A comédia do Hulu se destaca de outras produções do gênero por explorar de maneira profunda as falhas de seu protagonista. Ramy é uma pessoa problemática, e o roteiro não tem nenhuma intenção de amenizar essas características para fazê-lo parecer simpático. O personagem é apresentado como uma pessoa extremamente egoísta, embora não de forma completamente consciente, porém o roteiro nunca tenta minimizar suas atitudes. Mas também não coloca suas falhas sob um holofote para torná-lo um anti-herói como Don Draper ou Bojack. Ramy é constrúido como um average joe, ou seja, um cara completamente comum. Não há nada de especial nesse protagonista, e é exatamente isso que o torna um personagem complexo e faz com que o telespectador consiga torcer pelo menos um pouco por ele. 

A série é também inteligente ao explorar o máximo de seus personagens coadjuvantes, os apresentando como pessoas individuais e não apenas objetos pairando a órbita do protagonista. Além disso, utiliza o roteiro inteligentemente para lidar com uma miríade de assuntos relevantes como xenofobia, machismo, pornografia, transfobia, racismo, entre outros.
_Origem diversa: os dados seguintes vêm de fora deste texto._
Issue #6692, opened 2023-05-23
trigram matching in search is extremely slow


jonasfj:
When we call `searchWord` for each word in the search query, and we then create `parts` as trigrams for each word.
And for each word for each package for each trigram in word, we do `String.contains`, it'll be slow.

https://github.com/dart-lang/pub-dev/blob/84a249aa64905b30775fb7febc78ab9988b092ca/app/lib/search/mem_index.dart#L492-L496

Side note: I'm not even sure this is sound, we don't convert the words to lowercase before splitting them into trigrams. So... those with uppercase will never match anything.

Perhaps we should do something much simpler here, and accept poor scores in favor of speed.

-----------------

If we wanted to search package names with trigrams we should probably convert all words into a single set of trigrams. Then represent that with `Set<String>` or a sorted list of `Uint32List` and for each package name do: 
```dart
for (var i = 0; i < packageName.length - 2; i++) {
  if (trigramSet.contains(packageName.substring(i, i + 3))) {
     // match
  }
}
```

or something even smarter.

-----------------

As what we have has severe degenerate performance, I'm okay with simply making our index dumber and scoring dumber, in favor of faster results.

@isoos should we perhaps consider aborting after each word in:
```dart
      for (final word in words) {
        final nameScore =
            _packageNameIndex.searchWord(word, packages: packages);
        final descr =
            _descrIndex.searchWords([word], weight: 0.90, limitToIds: packages);
        final readme = _readmeIndex
            .searchWords([word], weight: 0.75, limitToIds: packages);
        coreScores.add(Score.max([nameScore, descr, readme]));
      }
```

In `InMemoryPackageIndex._searchText` ?

sigurdm:
Can we close this for now?

isoos:
Let's close it!

PR #6694, opened 2023-05-24
Improve name index: lowercase + trigram forward index.

isoos:
- #6692
- simpler trigram parsing method (skips `Set` creation, keeps repeated items, but doesn't really affect the end result)
- trigram forward index with pre-parsed trigram set (created when name is added first time)
- some preprocessing for input and indexed names (lowercase + removing `_`)

### DIFF
--- a/app/lib/search/mem_index.dart
+++ b/app/lib/search/mem_index.dart
@@ -445,11 +445,12 @@ class _TextResults {
 /// A simple (non-inverted) index designed for package name lookup.
 @visibleForTesting
 class PackageNameIndex {
+  final _data = <String, _PkgNameData>{};
+
   /// Maps package name to a reduced form of the name:
   /// the same character parts, but without `-`.
-  final _namesWithoutGaps = <String, String>{};
-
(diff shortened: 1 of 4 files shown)


app/lib/search/mem_index.dart
```diff
@@ -474,23 +478,26 @@ class PackageNameIndex {
...
+        continue;
+      }
+      if (entry.collapsed.contains(collapsedWord)) {
         values[pkg] = 1.0;
         continue;
       }
       var matched = 0;
       for (final part in parts) {
-        if (withoutGaps.contains(part)) {
+        if (entry.trigrams.contains(part)) {
```
jonasfj, line 500: Should we consider set intersection?

jonasfj (approved):

app/lib/search/mem_index.dart
jonasfj: also, the sane thing is probably an inverse index.

isoos: Set intersection produced worse results.
inverse index may work, but yeah, live updates are not in favor of it

PR #6696, opened 2023-05-24
Minimal improvement in search predicate iterators.

isoos:
#6692


app/lib/search/search_service.g.dart
```diff
@@ -43,7 +43,7 @@ Map<String, dynamic> _$PackageDocumentToJson(PackageDocument instance) =>
       'created': instance.created?.toIso8601String(),
       'updated': instance.updated?.toIso8601String(),
       'readme': instance.readme,
-      'tags': instance.tags,
+      'tags': instance.tags.toList(),
```
jonasfj, line 46: Are we missing the non-generated part of this?

isoos: Good catch, reverting it.

I was experimenting with converting the `List<String> tags` into a `Set` or `HashSet`, but neither provided enough difference to make it into the final PR.

PR #6703, opened 2023-05-26
Remove priority package name hit from sort hot path.

isoos:
- This has only a minor, but consistent effect when the priority hit is in the search result.
- Tried to also implement top-k search with `SplayTreeMap/Set` or keeping a shorter sorted list, and while those also provided some benefits, it made some queries worse.


jonasfj (approved):

isoos:
I'm dropping this as I did an error while benchmarking (left the dartdoc cutoff on). After the correct benchmark (and also the fix) this doesn't show improvement on the original code, and sometimes it takes longer to run.

PR #6716, opened 2023-05-30
Switch on sandbox

jonasfj:
Reverts dart-lang/pub-dev#6713 which reverted sandboxed output.


isoos (approved):
let's also make a note in changelog?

Pela sua iniciativa em abordar várias questões sociais e explorar a complexidade de seus personagens, Ramy já se estabeleceu como uma das obras televisivas mais relevantes da contemporaneidade.


Título Original: Ramy


Direção: Ramy Youssef e outros


Episódios: 10


Duração: 23 minutos aprox.


Elenco: Ramy Youssef, Hiam Abbass, Amr Waked, May Calamawy e Laith Lakli

Sinopse: A série acompanha Ramy, um jovem muçulmano tentando se reconectar com sua espiritualidade e consigo mesmo.